Not sure whether the bit before loop is still necessary.. One more question about clock synchronization: You mentioned that both the co-simulator and the simulator should have the same clock source which will probably be the wall clock for me. The easiest solution probably would be to just use SystemClock inside the co-simulator as well?

sbarral commented 5 months ago

Sorry! I completely missed your reply.

I am assuming that handle_sim_requests() is a method that unpacks the SimRequests from the queue and processes them with Simulation::send_event. If so then it should be placed rather after the call to self.sys_clock.synchronize().

Here is more or less how I would implement this:

/// For simplicity, it is assumed that requests are already ordered by the
/// channel sender side (Sender<SimRequest>) using e.g. a request counter.
/// Otherwise, requests retrieved from `receiver` must be first channeled
/// through a priority queue using the counter for ordering.
pub fn run(
    &mut self,
    start_time: MonotonicTime,
    receiver: &mut Receiver<SimRequest>, // some channel receiver
    udp_polling_interval_ms: u64,
) {
    let mut t = start_time;

    // Whenever a request for the next time slice is received, store it
    // temporarily in this buffer.
    let mut outstanding_request = None;

    loop {
        let t_old = t;
        t += Duration::from_millis(udp_polling_interval_ms);

        // Wait for a little longer than `t` to  ensure that at least all
        // requests that were sent before `t` are received.
        self.sys_clock.synchronize(t + MAX_LATENCY);

        while let Some(mut sim_request) =
            outstanding_request.or_else(|| receiver.recv())
        {
            if sim_request.timestamp > t {
                // Keep this request for the next time slice.
                outstanding_request = Some(sim_request);
                break;
            }
            assert!(sim_request.timestamp > t_old, "stale data received");

            //
            // ...call `self.simulation.send_event(...)` using the data from `sim_request``...
            //
        }

        self.simulation
            .step_until(t)
            .expect("simulation step failed");
    }
}

Using SystemClock in the co-simulator sounds like a good idea. Maybe you could just copy the code to avoid pulling such a large dependency.

robamu commented 5 months ago

Sounds good. About the large dependency: Maybe the module system of Rust can be used smartly here? One way would be to extract time components into a separate asynchronix-time crate, which then is re-exported by default inside the main crate. That way, I can simply use the time crate only in my example application instead of the full dependency. Another way I see at the tokio crate: Use a time feature: https://github.com/tokio-rs/tokio/blob/master/tokio/Cargo.toml .

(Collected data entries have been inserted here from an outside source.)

PR #1407, opened 2026-07-09
project(sidecar): Add oracle E2E test harness with mock and solanarpc sidecar specs

boraerincplusplus:
## NOTE: (PR3)
**This is a draft.** This is a draft, not to be merged just yet. I'm opening this up to mark it for review. 

## Why this should be merged
PRs #1405 and #1406 introduced the contracts and signature aggregator endpoint for oracle attestation, but had no integration test covering the full pipeline. This PR closes that gap with an E2E test suite that exercises the complete path from Solana event -> BLS signature collection -> warp message delivery -> on-chain callback.

## How this works:
- tests/cmd/oracle-sidecar/: A minimal mock gRPC binary that implements the `OracleSidecar` service and accepts every `Verify` request unconditionally, without needing a real sidecar or Solana RPC. Built into `build/oracle-sidecar` alongside the other ICM service binaries.
- `icm-contracts/tests/suites/oracle/`: A Ginkgo suite with two specs:
  1) Mock sidecar spec, which always runs. Spins up the mock sidecar on port 9900 and runs `OracleAttestation` with dummy data.
  2) Solanarpc sidecar spec, which only runs if `SOLANA_RPC_URL` is set. Builds the real sidecar/ binary from the `boraplusplus/oracle-sidecar` branch of AvalancheGo, writes a config pointing at the given RPC endpoint, and passes it to a second L1.
- `icm-contracts/tests/flows/oracle/oracle_attestation.go`: The shared test flow, parameterized by L1 and an optional Solana RPC URL. Covers the full pipeline in eight steps: 
       1) deploy OracleAdapter, 2) deploy TeleporterMessengerV2, 3) deploy MockOracleReceiver, 4) start the signature aggregator, 5) construct and ABI-encode an `OracleMessage`, 6) call POST /oracle/aggregate-signatures, 7) submit the signed warp message via `receiveCrossChainMessage`, and finally, 8) assert MockOracleReceiver recorded the correct payload, source address, and chain ID. Includes two sad-path cases delivery from a non-allowlisted source reverts with SourceNotAllowed, and replay of an already-delivered nonce reverts with AlreadyProcessed.
- `icm-contracts/tests/flows/oracle/solana.go`: Discovers a recent Memo Program transaction from a live Solana RPC endpoint, walking up to 20 candidates (an arbitrary upper limit) until it finds one with an actual Memo instruction (handling both top-level and CPI inner instructions, and v0 transactions with address lookup tables). The raw Ed25519 signature bytes become the justification field passed to validators.
- `BeforeSuite`starts the required sidecar process(es), TCP polls until they are ready, writes the validator chain config files pointing to their sidecar endpoints, and brings up a `LocalAvalancheNetwork` with one or two L1s depending on whether SOLANA_RPC_URL is set. AfterSuite kills both sidecar processes and tears down the network. One L1 tests `MockSidecar` one tests the real one.

## How this was tested
The mock sidecar path runs in CI as part of the services E2E suite. The solanarpc path was validated manually by setting SOLANA_RPC_URL=https://api.devnet.solana.com and AVALANCHEGO_PATH pointing to a binary from the oracle sidecar branch, confirming a real Memo Program transaction is fetched, signatures are collected at handler ID 4, and the signed message is delivered and accepted on-chain.


icm-contracts/tests/flows/oracle/oracle_attestation.go
```diff
@@ -0,0 +1,351 @@
...
+		msgPayload = []byte("e2e-test-payload")
+		justification = []byte("dummy-solana-tx-signature")
+	}
+
+	ginkgo.By("Step 4: Allowlist source on OracleAdapter")
+	allowTx, err := adapterContract.SetAllowedSource(deployOpts, "solana", sourceAddress, true)
+	Expect(err).Should(BeNil())
+	utils.WaitForTransactionSuccess(ctx, l1Info.EthClient, allowTx.Hash())
+
+	ginkgo.By("Step 5: Request BLS aggregate signature from validators")
```
geoff-vball: I don't think we've really used `ginkgo.By` in any of our tests. Does it basically just checkpoint the test?

icm-contracts/tests/flows/oracle/oracle_attestation.go
```diff
@@ -0,0 +1,351 @@
...
+			GasTipCap:  gasTipCap,
+			Value:      common.Big0,
+			Data:       data,
+			AccessList: icmutils.SignedWarpMessageToAccessList(signedMsg),
+		})
+		tx = utils.SignTransaction(tx, fundedKey, l1Info.EVMChainID)
+		utils.SendTransactionAndWaitForFailure(ctx, l1Info.EthClient, tx)
+	}
+
+	ginkgo.By("Sad path 1: delivery from non-allowlisted source is rejected (SourceNotAllowed)")
```
geoff-vball: Sad path 1 and then next going to step 6 seems awkward.

icm-contracts/tests/flows/oracle/solana.go
```diff
@@ -0,0 +1,161 @@
...
+			}
+		}
+	}
+	Expect(false).To(BeTrue(), "no Memo instruction found in the %d most recent Memo-tagged transactions", candidateLimit)
+	return solanaTxData{}
+}
+
+// tryExtractMemoInstruction fetches the transaction with the given signature and
+// scans its top-level and inner instructions for one that invokes the Memo
+// program. Returns (data, slot, true) on the first match, or (nil, 0, false)
```
geoff-vball: Is it possible to return `nil, 0, true` from this function?

icm-contracts/tests/utils/services_utils.go
```diff
@@ -46,10 +46,13 @@ const (
...
-	cmd := exec.Command("./scripts/build.sh")
-	out, err := cmd.CombinedOutput()
-	log.Info(string(out))
+	repoRoot, err := GetRepoRoot()
 	Expect(err).Should(BeNil())
+	cmd := exec.Command(filepath.Join(repoRoot, "scripts/build.sh"))
+	cmd.Dir = repoRoot
+	out, cmdErr := cmd.CombinedOutput()
+	log.Info(string(out))
+	Expect(cmdErr).Should(BeNil())
```
geoff-vball: I assume this was an issue in the repo previously? Could you split this out into it's own feature PR?

scripts/build_oracle_sidecar.sh
```diff
@@ -0,0 +1,17 @@
+#!/usr/bin/env bash
+# Copyright (C) 2024, Ava Labs, Inc. All rights reserved.
+# See the file LICENSE for licensing terms.
+
+set -o errexit
+set -o nounset
+set -o pipefail
```
geoff-vball: I'm a fan of condensing this into `set -euo pipefail` which I think is what we use in most of our scripts.

icm-contracts/avalanche/teleporterV2/OracleAdapter.sol
batconjurer: I want to understand the intended owner of these contracts.

abi-bindings/go/teleporterV2/OracleAdapter/packing.go
batconjurer: Is this file auto-generated? I suspect it is not given the lack of do not edit header. We should not put manually created files in this sub-dir. Instead, add the OracleAdapter contract to the default contract list in the abi-bindings script.

icm-contracts/avalanche/teleporterV2/OracleAdapter.sol
batconjurer: can you break this decoding into a helper method? It would also mean that abi packings would automatically be generated by the abi-bindings script so that you wouldn't need to do it manually in the e2e tests.

icm-contracts/tests/flows/oracle/oracle_attestation.go
```diff
@@ -0,0 +1,351 @@
...
+	. "github.com/onsi/gomega"
+	"go.uber.org/zap"
+)
+
+// oracleMsgABI encodes the oracle message payload that OracleVerifier expects.
+// Layout mirrors OracleMessage in network/p2p/oracle/message.go on the
+// boraplusplus/sidecar-verifier branch.
+var oracleMsgABI abi.Arguments
+
+func init() {
```
batconjurer: see my above comment about having a decodeOracleMessage helper. Then this boiler plate will be auto-generated by abi-bindings script.

icm-contracts/tests/flows/oracle/oracle_attestation.go
```diff
@@ -0,0 +1,351 @@
...
+// endpoint and uses its slot/program/payload as the oracle payload, exercising
+// the real solanarpc sidecar end-to-end.
+func OracleAttestation(
+	ctx context.Context,
+	log logging.Logger,
+	avalancheNetwork *network.LocalAvalancheNetwork,
+	l1Info testinfo.L1TestInfo,
+	solanaRPCURL string,
+) {
+	ginkgo.By("Step 1: Deploy OracleAdapter")
```
batconjurer, line 144: can you break up this function with some helpers? It will make it much easier to read/maintain

icm-contracts/avalanche/teleporterV2/OracleAdapter.sol
batconjurer, line 32: is there a reason to prefer this over a blockchain id?

icm-contracts/tests/flows/oracle/solana.go
```diff
@@ -0,0 +1,167 @@
+// Copyright (C) 2024, Ava Labs, Inc. All rights reserved.
+// See the file LICENSE for licensing terms.
+
+package oracle
```
batconjurer: This file does not contain a test suite, so it does not belong in flows. This should go into test/utils or somesuch

icm-contracts/tests/utils/teleporter.go
```diff
@@ -492,7 +493,10 @@ func DeployWarpAdapterContract(
 	testInfo testinfo.NetworkTestInfo,
 	fundedKey *ecdsa.PrivateKey,
 ) common.Address {
-	byteCode, err := deploymentUtils.ExtractByteCodeFromFile("./out/WarpAdapter.sol/WarpAdapter.json")
+	repoRoot, err := GetRepoRoot()
```
batconjurer: why was this change necessary?

scripts/e2e_test.sh
```diff
@@ -106,13 +106,20 @@ source "$REPO_PATH"/scripts/versions.sh
...
-rm -rf $BASEDIR/avalanchego
-BASEDIR=$BASEDIR AVALANCHEGO_BUILD_PATH=$BASEDIR/avalanchego "${REPO_PATH}/scripts/install_avalanchego_release.sh"
-
-export AVALANCHEGO_BUILD_PATH=$BASEDIR/avalanchego
-export AVALANCHEGO_PATH=$AVALANCHEGO_BUILD_PATH/avalanchego
-export AVAGO_PLUGIN_DIR=$AVALANCHEGO_BUILD_PATH/plugins
+# Install the avalanchego binary and subnet-evm plugin, unless the caller
+# provided a custom build via AVALANCHEGO_PATH (e.g. the oracle suite requires
+# a build with sidecar-verifier support).
+if [ -z "${AVALANCHEGO_PATH:-}" ]; then
```
batconjurer, line 118: I'm not sure how I feel about this. Can we just make the script always use an avalanche go version with sidecar support?

batconjurer (changes requested):

icm-contracts/avalanche/teleporterV2/OracleAdapter.sol
boraerincplusplus: Yeah so they're ownable to allow the L1 operator to set the allowlist. Unlike WarpAdapter which is stateless and is the same across the network, this is intended to be stateful, per administrator. Switched it to OpenZeppelin.

boraerincplusplus: 👍

icm-contracts/tests/flows/oracle/oracle_attestation.go
boraerincplusplus: 👍

abi-bindings/go/teleporterV2/OracleAdapter/packing.go
boraerincplusplus: Yeah, at first I wanted to be less invasive, so I didn't add them to DEFAULT_AVALANCHE_CONTRACT_LIST, but  I changed that now, and so the functions are auto-generated as well

icm-contracts/tests/flows/oracle/oracle_attestation.go
boraerincplusplus: 👍

icm-contracts/avalanche/teleporterV2/OracleAdapter.sol
boraerincplusplus: External chains are not Avalanche L1s or subnets. We could assign Solana an arbitrary number in 32 byte space, and it would actually be incredibly low probability that the creation of another L1 produces a tx hash to collide with it. I just chose to use `sourceType` to logically separate external chains from Avalanche L1s. What do you think

icm-contracts/tests/flows/oracle/solana.go
boraerincplusplus: 👍

icm-contracts/tests/utils/teleporter.go
boraerincplusplus: This was from when I ran it through go test/gingko run, but after changing the entry point to ./scripts/e2e-test.sh, it is no longer necessary. good catch thx

scripts/e2e_test.sh
boraerincplusplus: Yeah I agree with you bu we can't pin it yet. The sidecar support lives on my avalanchego branch, and for the sake of simplicity we decided not to push to have it merged yet. I think that will come around after I'm gone as the teams merge into a monorepo and this goes towards release. If we pin the script to a build of my branch today, every other suite silently fails unless we keep rebasing it to absorb all `avalanchego` changes, and suites that depend on a different unmerged avalanchego change (such as acp118 valset change from last week)  would fail. This version allows both to coexist. I added a TODO for after it is merged.

PR #1424, opened 2026-07-27
Only skip bloom filter check on the primary network

geoff-vball:
## Why this should be merged
Partially reverts the changes from https://github.com/ava-labs/icm-services/pull/1421. We'll only skip the bloom filter check for the primary network for now. We'll need to revisit how to properly do this for all networks when SAE becomes enabled on L1s.

## How is this documented

### DIFF
--- a/relayer/listener.go
+++ b/relayer/listener.go
@@ -10,6 +10,7 @@ import (
 	"time"
 
 	"github.com/ava-labs/avalanchego/ids"
+	"github.com/ava-labs/avalanchego/utils/constants"
 	"github.com/ava-labs/avalanchego/utils/logging"
 	"github.com/ava-labs/icm-services/relayer/config"
 	"github.com/ava-labs/icm-services/types"
@@ -137,6 +138,7 @@ func newListener(
 	sub := evm.NewSubscriber(
 		logger,
 		blockchainID,
+		sourceBlockchain.GetSubnetID() == constants.PrimaryNetworkID,
 		ethWSClient,
 		ethRPCClient,
 		errChan,
--- a/types/types.go
+++ b/types/types.go
@@ -49,33 +49,48 @@ func NewICMBlockInfo(
 	header *types.Header,
 	ethClient ethereum.LogFilterer,
 	topics [][]common.Hash,
+	isPrimaryNetwork bool,
 ) (*ICMBlockInfo, error) {
-	var logs []types.Log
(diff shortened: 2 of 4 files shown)


mdelle1 (approved):

batconjurer (approved):

relayer/listener.go
```diff
@@ -137,6 +138,7 @@ func newListener(
 	sub := evm.NewSubscriber(
 		logger,
 		blockchainID,
+		sourceBlockchain.GetSubnetID() == constants.PrimaryNetworkID,
```
boraerincplusplus, line 141: I was confused by this at first because `PrimaryNetworkID` is `ids.Empty` but I guess that's idiomatic? It's the one network whose ID is zero?

vms/evm/subscriber_test.go
```diff
@@ -67,6 +67,7 @@ func makeSubscriberWithMockEthClient(t *testing.T, errChan chan error) (*Subscri
 	subscriber := NewSubscriber(
 		logging.NoLog{},
 		blockchainID,
+		false,
```
boraerincplusplus, line 70: NewSubscriber is used in two places, this is one of them 👍

vms/evm/subscriber.go
```diff
@@ -198,7 +201,7 @@ func (s *Subscriber) subscribe(retryTimeout time.Duration) error {
 // and writes them to the blocks channel consumed by the listener
 func (s *Subscriber) blocksInfoFromHeaders() {
 	for header := range s.headers {
-		block, err := relayerTypes.NewICMBlockInfo(s.logger, header, s.rpcClient, s.topics)
+		block, err := relayerTypes.NewICMBlockInfo(s.logger, header, s.rpcClient, s.topics, s.isPrimaryNetwork)
```
boraerincplusplus, line 204: 👍

types/types.go
```diff
@@ -85,6 +100,23 @@ func NewICMBlockInfo(
 	}, nil
 }
 
+// bloomContainsAnyEventTopic reports whether the block's bloom filter indicates the presence of at
```
boraerincplusplus, line 103: This was taken out by my PR, so adding it back in makes sense.

boraerincplusplus (approved):
LGTM

relayer/listener.go
geoff-vball: Yes I think so. I thought it might have been the hash of `ids.Empty`, but looks like it never gets overwritten

PR #1428, opened 2026-07-29
Warp-agnostic Message Handler

geoff-vball:
## Why this should be merged
Today the relayer assumes every message protocol sends its messages through the Warp precompile: the listener hardcodes the Warp event filter per protocol type, and message handlers receive a pre-parsed *warp.UnsignedMessage. This prevents relaying messages from protocols that don't emit Warp logs — e.g. an IAdapter implementation that emits its own contract events, or the TeleporterV2 Merkle validator-set registry delivery path.

This PR makes the relayer core Warp-agnostic. The relayer now only deals in raw source-chain messages, and each message protocol's handler factory owns both which logs to subscribe to and how to decode its own payload.

## How this works
New types.SourceMessage replaces types.WarpMessageInfo. It carries the protocol-agnostic fields the relayer needs for routing (SourceBlockchainID, ProtocolAddress, SourceTxID) plus an opaque Payload — the log data as encoded by the protocol, passed through unparsed.

MessageHandlerFactory gains an EventFilter() method returning the source-chain log filter (in ethereum.FilterQuery.Topics format) for that protocol's messages. The listener now gets its subscription filter from the registered factory instead of the hardcoded EventFilterForProtocol switch, which is removed. Factories for protocols whose messages aren't read from logs (off-chain registry) return nil.

NewMessageHandler and GetMessageRoutingInfo take a *types.SourceMessage instead of a *warp.UnsignedMessage. Warp-based protocols (Teleporter, TeleporterV2, off-chain registry) unpack the unsigned Warp message from the payload themselves via types.UnpackWarpMessage; the shared types.WarpEventFilter helper builds their filter.

MessageCoordinator.ProcessBlock takes the protocol address of the subscription that produced the block's logs and constructs a SourceMessage directly from each log — no Warp parsing in the coordinator. ProcessWarpMessage is renamed to ProcessMessage; the relay API and FetchWarpMessage (still Warp-specific by nature, since it looks up by Warp message ID) construct SourceMessages accordingly.

Architecture diagram in docs/architecture.md updated to match.

## How is this documented


batconjurer (commented):
seems generally good to me, but there is some merit to the copilot findings

relayer/message_coordinator.go
```diff
@@ -231,56 +232,55 @@ func (mc *MessageCoordinator) ProcessMessageID(
...
-	for _, warpLogInfo := range icmBlockInfo.Logs {
-		warpMessage, err := types.NewWarpMessageInfo(warpLogInfo)
-		if err != nil {
-			mc.logger.Error("Failed to parse log", zap.Error(err))
-			continue
-		}
-		appRelayer, handler, err := mc.getAppRelayerMessageHandler(warpMessage)
+	for _, log := range icmBlockInfo.Logs {
+		message := types.NewSourceMessage(blockchainID, protocolAddress, log)
+		appRelayer, handler, err := mc.getAppRelayerMessageHandler(message)
```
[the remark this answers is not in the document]
boraerincplusplus: I was gonna be like "yo the AI is onto something" but I guess if we are running our own infrastructure and we have the config set up to listen to teleporter events, we don't really care about this, right? Like if someone else wants to run a relayer pointing to some other events, none of our business, but there's no way that someone can mess with our config

relayer/api/relay_message.go
```diff
@@ -70,16 +70,19 @@ func relayMessageAPIHandler(logger logging.Logger, messageCoordinator *relayer.M
 		}
 		address := common.HexToAddress(req.SourceAddress)
```
boraerincplusplus, line 72: 👍

boraerincplusplus (approved):

messages/off-chain-registry/message_handler.go
```diff
@@ -68,15 +69,26 @@ func NewMessageHandlerFactory(
...
 	logger logging.Logger,
-	unsignedMessage *warp.UnsignedMessage,
+	message *types.SourceMessage,
 	destinationClient vms.DestinationClient,
 	signatureAggregator *aggregator.SignatureAggregator,
 	metrics messages.Metrics,
 	signingSubnetID ids.ID,
 	quorumNumerator uint64,
 ) (messages.MessageHandler, error) {
+	unsignedMessage, err := types.UnpackWarpMessage(message.Payload)
```
mdelle1: Should we move this helper to the `warp` handlers package, e.g. calling `warp.UnpackMessage` so that the `types` package has no knowledge of how to unpack a warp message

messages/off-chain-registry/message_handler.go
```diff
@@ -94,8 +106,12 @@ func (f *factory) NewMessageHandler(
 }
 
 func (f *factory) GetMessageRoutingInfo(
-	unsignedMessage *warp.UnsignedMessage,
+	message *types.SourceMessage,
 ) (messages.MessageRoutingInfo, error) {
+	unsignedMessage, err := types.UnpackWarpMessage(message.Payload)
```
mdelle1: Same comment as above

messages/off-chain-registry/message_handler_test.go
```diff
@@ -36,6 +37,16 @@ var (
 	destinationBlockchainID       ids.ID
 )
 
+// sourceMessage returns the source chain message that [unsignedMessage] was provided to the
+// relayer as, in the protocol agnostic form the message handler factory receives.
+func sourceMessage(unsignedMessage *warp.UnsignedMessage) *types.SourceMessage {
```
mdelle1:
```suggestion
// sourceMessage returns the source chain message that [unsignedMessage] was provided to the
// relayer as, in the protocol agnostic form the message handler factory receives.
func toSourceMessage(unsignedMessage *warp.UnsignedMessage) *types.SourceMessage {
```

mdelle1: Minor comment

relayer/message_coordinator.go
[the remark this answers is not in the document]
mdelle1: The issue is that a topic-only filter will pick up events from wrong contracts regardless of how correct the config is

ylg-avalabs (approved):

messages/off-chain-registry/message_handler.go
geoff-vball: We don't actually have a `warp` package, but I've moved this function to `utils` for now and eliminated the `types` package.

mdelle1 (approved):

PR #1435, opened 2026-08-04
Boraplusplus/filter by hash

boraerincplusplus:
## How is this documented

### DIFF
--- a/types/types.go
+++ b/types/types.go
@@ -15,6 +15,7 @@ import (
 	"github.com/ava-labs/icm-services/utils"
 	ethereum "github.com/ava-labs/libevm"
 	"github.com/ava-labs/libevm/common"
+	"github.com/ava-labs/libevm/common/hexutil"
 	"github.com/ava-labs/libevm/core/types"
 	"go.uber.org/zap"
 )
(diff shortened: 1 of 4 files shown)


types/types.go
```diff
@@ -33,6 +34,16 @@ type ICMBlockInfo struct {
...
 
+// BlockHead is the subset of a newHeads notification the relayer uses. The
+// node-reported hash is kept verbatim: recomputing it client-side is not
+// reliable for chains whose headers carry fields this client does not know
+// about (e.g. SAE chains).
+type BlockHead struct {
+	Hash   common.Hash  `json:"hash"`
+	Number *hexutil.Big `json:"number"`
+	Bloom  types.Bloom  `json:"logsBloom"`
+}
```
geoff-vball: If the `newHeads` subscription returns for fields than this, we should just take all the fields and use what we need. No need for a new type just to throw away information that might be useful later if we're not going to gain any efficiency by doing so

boraerincplusplus: for sure, I'm happy to increase the scope of this struct. it's not about efficiency, but just keeping at least the `Hash` field.

types/types.go
```diff
@@ -33,6 +34,57 @@ type ICMBlockInfo struct {
...
+// HeaderSerializable in avalanchego's plugin/evm/customtypes). All fields are
+// optional so notifications from chains that omit some of them still decode;
+// the upstream serializable types cannot be reused here because each chain
+// family's generated decoder requires fields the other family omits, and
+// their "hash" is a marshal-only computed field that is dropped on unmarshal.
+//
+// The node-reported hash is kept verbatim: recomputing it client-side is not
+// reliable for chains whose headers carry fields this client cannot encode
+// (e.g. SAE chains).
+type BlockHead struct {
```
geoff-vball, line 50: Oh, I was hoping we could just use a type that already exists in Avalanchego. But I guess if we want to be able to parse from both libevm and subnet evm we need custom code here? If that's the case I think it would actually be better to just use the 3 fields you had before, and link to the places where we can find additional fields later.

boraerincplusplus: gotcha 👍

geoff-vball (approved):

iansuvak (approved):

geoff-vball (approved):

iansuvak (approved):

sbarral commented 5 months ago

I am not sure I understand the tokio idea: wouldn't this only make sense if there is also a core feature to "optionally" import everything else than time? It would be a bit weird to have the core of Asynchronix as an optional part of the crate.

Most of the stuff in the time module only really makes sense as part of Asynchronix, but maybe MonotonicTime could be factored out into an independent crate (there are already a couple such crates like st3 and diatomic-waker). At the moment it is coupled to the private TearableAtomic trait, but this could be worked around I guess. Feel free to open a separate issue if you feel it's worth it.

I am reluctant to move the Clocks to their own crate as these are strongly idiosyncratic, but the implementation of SystemClock is fairly small so if MonotonicTime was available as a crate, there wouldn't be that much to copy.

robamu commented 5 months ago

You're right, the tokio approach might not be best here. That is probably what would be required (core could be a default feature, but it is still a bit weird).

I think this is a separate issue though, I might open a new one. I still think a crate modularization can make sense if some components could be useful for applications interfacing with an asychronix application, if those components don't have a lot of dependencies on many other asynchronix components.